Present statistical models are not in competition with dynamical models and can be combined usefully with dynamical models. They offer quality in certain areas where dynamical models fail and may point to areas where dynamical models can be improved.
Proper cross-validation is an essential tool to estimate the true forecast skill. The use of repeated cross-validation on the same data, however, can inflate the estimated skill when models are tuned after each iteration. Such a process can result in overfitting. Data need to be divided into training and testing sets where the testing data are set aside for an unbiased estimation of true skill. It is acceptable to use subsets of the training data for model selection. However, the testing data have to be kept out of the tuning process and used for the final assessment of skill.
Most statistical tests assume stationarity, but the climate system is not stationary on ISI timescales. Statistical tests exist that can address such non-stationarity (e.g., variance stabilization techniques, Huang et al., 2004). Non-stationarity can also be exploited to improve predictions.
Dynamical models exhibit systematic errors in their representation of the mean climate, the annual cycle, and climate variability. While many of these shortcomings highlight opportunities for model improvement, they also contribute to forecast error. The physical processes associated with several sources of predictability (such as ENSO or the MJO) are not adequately simulated in numerical models.

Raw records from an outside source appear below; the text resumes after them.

PR #1928, opened 2021-10-14
Improve handling of empty serverUrl in OC_Map

steveteahan:
Also add a related comment to indicate why server can be a falsy value
in OCNative. Changes related to this were unnecessary to fix the
immediate concern, but a follow-up ticket was created in APPSRE-3926.

A follow-up app-interface change will be made to prevent serverUrl from being empty if automationToken is set.

### DIFF
--- a/reconcile/gitlab_housekeeping.py
+++ b/reconcile/gitlab_housekeeping.py
@@ -1,6 +1,7 @@
 import logging
 
 from datetime import datetime, timedelta
+from typing import Dict, List
 
 import gitlab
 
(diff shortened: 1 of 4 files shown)


reconcile/test/test_utils_oc.py
```diff
@@ -320,3 +321,43 @@ def test_many_wrong(self):
...
+        should be skipped.
+        """
+        cluster = {
+            'name': 'test-1',
+            'serverUrl': 'http://localhost',
+            'automationToken': None
+        }
+        oc_map = OC_Map(clusters=[cluster])
+
+        self.assertTrue(isinstance(oc_map.get(cluster['name']), OCLogMsg))
```
Piojo, line 360:
```suggestion
        self.assertIsInstance(oc_map.get(cluster['name']), OCLogMsg))
```

steveteahan: Good catch - I fixed these.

Use of multi-model ensembles in an operational setting is still in its early stages. MMEs need to be developed further and research on proper methods of selection, bias correction, and weighting will likely help improve the forecasts.
The most advanced data assimilation algorithms are predominantly focused on atmospheric observations, while the DA schemes tend to be less advanced for the ocean than for the atmosphere. Ideally, data assimilation would be performed for the coupled Earth system. Specifically, more work is required to identify biases in the observational data and improve the ocean models so that advanced DA techniques can be applied to ocean observations.

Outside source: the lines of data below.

PR #1933, opened 2021-10-18
Autofill more details with ocm-clusters

Piojo:
Fill in consoleUrl, serverUrl, prometheusUrl, alertmanagerUrl and
elbFQDN.

We need to split the changes in the integration itself into changes
for the `spec` subtree and changes directly to the root tree, hence
the changes to `utils.mr.create_...`. In addition to that, the `OCM`
class now stores a few more fields from OCM.

It has unit tests for all the affected modules, and I've done a local
dry-run (after removing these fields from appsres03ue1), whose output
is in https://gitlab.cee.redhat.com/-/snippets/4353 .

Fixes https://issues.redhat.com/browse/APPSRE-3610

### DIFF
--- a/reconcile/ocm_clusters.py
+++ b/reconcile/ocm_clusters.py
@@ -138,14 +138,6 @@ def run(dry_run, gitlab_project_id=None, thread_pool_size=10):
                 clusters_updates[cluster_name]['root']['elbFQDN'] = \
                     f"elb.apps.{cluster_name}.{current_spec['domain']}"
 
-            if not desired_spec.get('prometheusUrl'):
-                clusters_updates[cluster_name]['root']['prometheusUrl'] = \
-                    f"https://prometheus.{cluster_name}.devshift.net"
-
-            if not desired_spec.get('alertmanagerUrl'):
-                clusters_updates[cluster_name]['root']['alertmanagerUrl'] = \
-                    f"https://alertmanager.{cluster_name}.devshift.net"
-
             desired_provision_shard_id = \
                 desired_spec['spec'].get('provision_shard_id')
             current_provision_shard_id = \


reconcile/ocm_clusters.py
```diff
@@ -5,16 +5,35 @@
...
+    'storage',
+    'load_balancers',
+    'private',
+    'channel',
+    'autoscale',
+    'nodes'
+}
+
+OCM_GENERATED_FIELDS = ['network', 'consoleUrl', 'serverUrl', 'elbFQDN']
+PREDICTABLE_FIELDS = ['prometheusUrl', 'alertmanagerUrl', ]
```
steveteahan, line 25: Is there a missing field here, or is the comma accidental?

reconcile/ocm_clusters.py
```diff
@@ -75,9 +87,10 @@ def run(dry_run, gitlab_project_id=None, thread_pool_size=10):
     error = False
     clusters_updates = {}
     for cluster_name, desired_spec in desired_state.items():
+        logging.info(f"Processing cluster {cluster_name}")
```
steveteahan, line 90: Would this log unconditionally on each execution, or am I missing something? Basically wondering if this would be extra logging in Slack that isn't necessarily associated with a change?

reconcile/test/test_ocm_clusters.py
```diff
@@ -0,0 +1,224 @@
...
+                self.clusters[0],
+                self.clusters[0]
+            ),
+            ({}, False)
+        )
+
+    def test_valid_change(self):
+        desired = deepcopy(self.clusters[0])
+        desired['spec']['instance_type'] = 'm42.superlarge'
+        print(desired)
```
steveteahan, line 63: Were these just for debugging?

reconcile/test/test_ocm_clusters.py
```diff
@@ -0,0 +1,224 @@
...
+        self.mock_constructor(ocmmod, 'OCMMap').to_return_value(self.ocmmap)
+        self.mock_callable(
+            self.ocmmap, 'get'
+        ).for_call('cluster1').to_return_value(self.ocm)
+        self.update_cluster = self.mock_callable(
+            self.ocm, 'update_cluster'
+        ).to_return_value(None)
+        self.mock_callable(
+            sys, 'exit'
+        ).to_raise(ValueError)
```
steveteahan, line 117: This is because sys.exit will exit the test execution? The only thing I'm wondering is if it would make sense to raise some less common exception in it's place to avoid cases where a `ValueError` could really be legitimately raise? Definitely a solid case for avoiding `sys.exit` in the future as we've discussed.

reconcile/test/test_utils_mr_clusters_updates.py
```diff
@@ -0,0 +1,84 @@
...
+
+class TestProcess(TestCase):
+    def setUp(self):
+        self.clusters = [
+            fxt.get_anymarkup('cluster1.yml')
+        ]
+        self.raw_clusters = fxt.get('cluster1.yml')
+
+    def test_no_changes(self):
+        cli = MagicMock()
```
steveteahan, line 35: Does it make sense to `create_autospec` here to catch cases where we're calling methods that don't even exist, etc? I won't comment on each instance of this.

reconcile/test/test_utils_mr_clusters_updates.py
```diff
@@ -0,0 +1,84 @@
...
+from ruamel import yaml
+
+import reconcile.utils.mr.clusters_updates as sut
+
+from .fixtures import Fixtures
+
+fxt = Fixtures('clusters')
+
+
+class TrivialClustersUpdates(sut.CreateClustersUpdates):
```
steveteahan, line 13: The approach here wasn't clear to me until I looked a little deeper into this. What's the reason behind creating this new object from `CreateClusterUpdates` versus mocking cancel, or checking for `CancelMergeRequest` to be raised? I don't think one versus the other is right or wrong, but some comments might help others to understand this decision.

Observations of many components of the Earth system are not part of DA algorithms. Estimates of prognostic states at the land surface (e.g. soil moisture) and cryosphere (e.g., snow, sea ice extent) are generally not assimilated with operational DA schemes. Some ocean observations are assimilated as part of operational forecasts but some are not (e.g., SSH).
Forecast Verification and Provision
Forecast quality assessment needs to be made and communicated through multiple metrics. Forecast quality has often been expressed through a single method (e.g., Heidke skill). Multiple metrics and graphical techniques, including ones that assess the quality of the probabilistic information, will provide a better assessment of the fidelity of the forecast system.
Access to archived hindcasts and real-time forecasts is required to tailor climate information to the needs of decision makers. Information regarding forecast quality and skill varies widely among forecast systems. Comparison among systems is critical for identifying opportunities for model improvement, as well as novel combinations of forecast models that may improve quality.
Subjective intervention into forecasts needs to be minimized and documented. The subjective component can limit reproducibility, restricting retrospective comparison of forecast systems. Although there are time constraints around issuing forecasts, it is helpful to have written documentation of the subjectivity of forecast preprocessing and post-processing to assess the relative performance of the inputs and outputs.